WORK INSTRUCTIONS: Word for word, retype each record shown below.

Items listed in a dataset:

PR #1088, opened 2016-08-03
added link to OS X kubelet binary

cainelli:
I think is good to reference OS X binary as well.

https://coreos.com/kubernetes/docs/latest/configure-kubectl.html#download-the-kubectl-executable

PR #2006, opened 2019-05-14
Setting defaults before validation for resources

asincu:
## Description

Validation of resources needs to be done after setting the proper default values. For example, for VXLAN mode this should be `Never` rather than an empty string.

When applying an ip pool policy with IPV6 CIDR and no VXLAN mode selected via `calicoctl apply -f`

```
---
kind: IPPool
apiVersion: projectcalico.org/v3
metadata:
  name: ippool-2
spec:
  cidr: 2002::/64
  ipipMode: Never
  natOutgoing: true
Calicoctl crashes with (VXLANMode other than 'Never' is not supported on an IPv6 IP pool)
```

Related PR: https://github.com/projectcalico/libcalico-go/pull/1084

## Todos
- [ ] Tests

WRITTEN ANSWER:
PR #1088, opened 2016-08-03
added link to OS X kubelet binary

cainelli:
I think is good to reference OS X binary as well.

https://coreos.com/kubernetes/docs/latest/configure-kubectl.html#download-the-kubectl-executable

PR #2006, opened 2019-05-14
Setting defaults before validation for resources

asincu:
## Description

Validation of resources needs to be done after setting the proper default values. For example, for VXLAN mode this should be `Never` rather than an empty string.

When applying an ip pool policy with IPV6 CIDR and no VXLAN mode selected via `calicoctl apply -f`

```
---
kind: IPPool
apiVersion: projectcalico.org/v3
metadata:
  name: ippool-2
spec:
  cidr: 2002::/64
  ipipMode: Never
  natOutgoing: true
Calicoctl crashes with (VXLANMode other than 'Never' is not supported on an IPv6 IP pool)
```

Related PR: https://github.com/projectcalico/libcalico-go/pull/1084

## Todos
- [ ] Tests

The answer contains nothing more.